3. **Judge.** Receives the item, the investigator's findings (incl. blast radius), and both
briefs. Decides against the rubric = `how-i-work.md` + this repo's `AGENTS.md`. **Bias to
DROP on a tie or low confidence** — these items are already low-priority, so death is the
default unless a clear case is made. Emits a structured verdict (next section).
## The three verdicts
- **DROP** — not worth doing. The only autonomously-applied call. (Still ratified in one batch
by the owner per Phase 4 — "autonomous" means the owner needn't understand the tech, not that
files change unseen.)
- **DO** — worth doing **and** blast radius LOW. Annotate the ROADMAP item with the decision and
a short ready-to-act plan; surface it for the owner's go-ahead to schedule. You do **not**
execute it (recommend-only).
- **ESCALATE** — worth doing **but** blast radius HIGH, **or** the judge's confidence is low,
**or** the item is really an epic that should be split first. Produce a balanced brief: the
build case, the drop case, the judge's lean, and why it's above the line. This is the owner's
real judgment call — made cheap because they're ratifying reasoning, not generating it.

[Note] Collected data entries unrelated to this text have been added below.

PR #3124, opened 2023-11-01
Prevent Double Runs and make run clearer.

greggman:
Prevents clicking a run button while tests are running. I seem to do this once in a while and get errors about DevicePool acquire device in use 😅

Also made the progress bar have a background color so it's slightly clearer that tests are running.


toji (approved):
LGTM! I've definitely hit this problem several times.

## Phase 3 — Report (inline, no file written)
Show the owner one report. No new tracked artifact — the ROADMAP diff and the commit message
are the durable record (same convention as `/triage`).
```
# Adjudication — <repo> — <date>
Adjudicated N of M eligible items.
## DROP (ratify to remove)
- <item> — one-line why-not + judge confidence
## DO (low blast radius — your go-ahead to schedule)
- <item> — one-line why + the ready plan
## ESCALATE (your call — balanced brief)
- <item> — build case / drop case / judge's lean / why it crosses the line
```
## Phase 4 — Approve, apply, commit
1. **One approval gate.** Wait for the owner to confirm the batch. Never edit `ROADMAP.md`
before they approve — it's a durable file (same rule as `/triage`).

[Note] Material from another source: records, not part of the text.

PR #3131, opened 2023-11-02
Remove preview workflow, do WPT lint in PR workflow

kainino0x:
The artifact upload for the PR preview workflow was really slow. We could re-enable this if we find it's needed though.

The WPT lint workflow was doing a redundant build of most of the CTS. We can just run WPT's lint after a regular build (it seems to take only 11+2 seconds on past runs, including the one on this PR).

Issue: None

<hr>

**Requirements for PR author:** N/A

**Requirements for [reviewer sign-off](https://github.com/gpuweb/cts/blob/main/docs/reviews.md):** N/A


mehmetoguzderin (approved):
SGTM, and the solution in main repo works better so we can orient that way in case to be revived. Thank you!

kainino0x:
Yes, I was thinking that too. Sounds good.

BTW, I forgot to mention in the PR - the preview also hasn't been working for at least a few days. Guessing that switching to the new solution would work better.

2. **Apply** the approved changes to `ROADMAP.md`: delete DROP items outright (git history is
the record — don't leave tombstones); annotate DO items with the decision + plan; annotate
ESCALATE items with the judge's lean so the brief isn't lost.
3. **Commit.** Present the proposed message and wait for confirmation (one approval covers
commit + push, per `how-i-work.md`). The message records the verdicts and the why for each
drop — that *is* the audit trail. No AI-attribution trailer.
4. **Report** what was dropped, what's queued as DO, and what's waiting on the owner as
ESCALATE.
## Rules
- Recommend-only. Never execute, build, or ship — your single write is the ROADMAP edit, after
approval.
- Never auto-recommend *doing* a HIGH-blast-radius item; route it to ESCALATE. When blast radius
is unclear, treat it as HIGH.
- Ground every argument in the investigator's findings. If the investigator can't read the code
or the item is too vague to investigate, say so and ESCALATE it rather than debating in a
vacuum.
- Don't read raw inbox items into the debate — nudge the owner to `/triage` first. ROADMAP is
the only input.
- Preserve the owner's judgment as the gate: propose verdicts, apply only on approval, and
surface anything consequential rather than deciding it.
- If blocked at any point, report exactly what blocked you — never fabricate a verdict.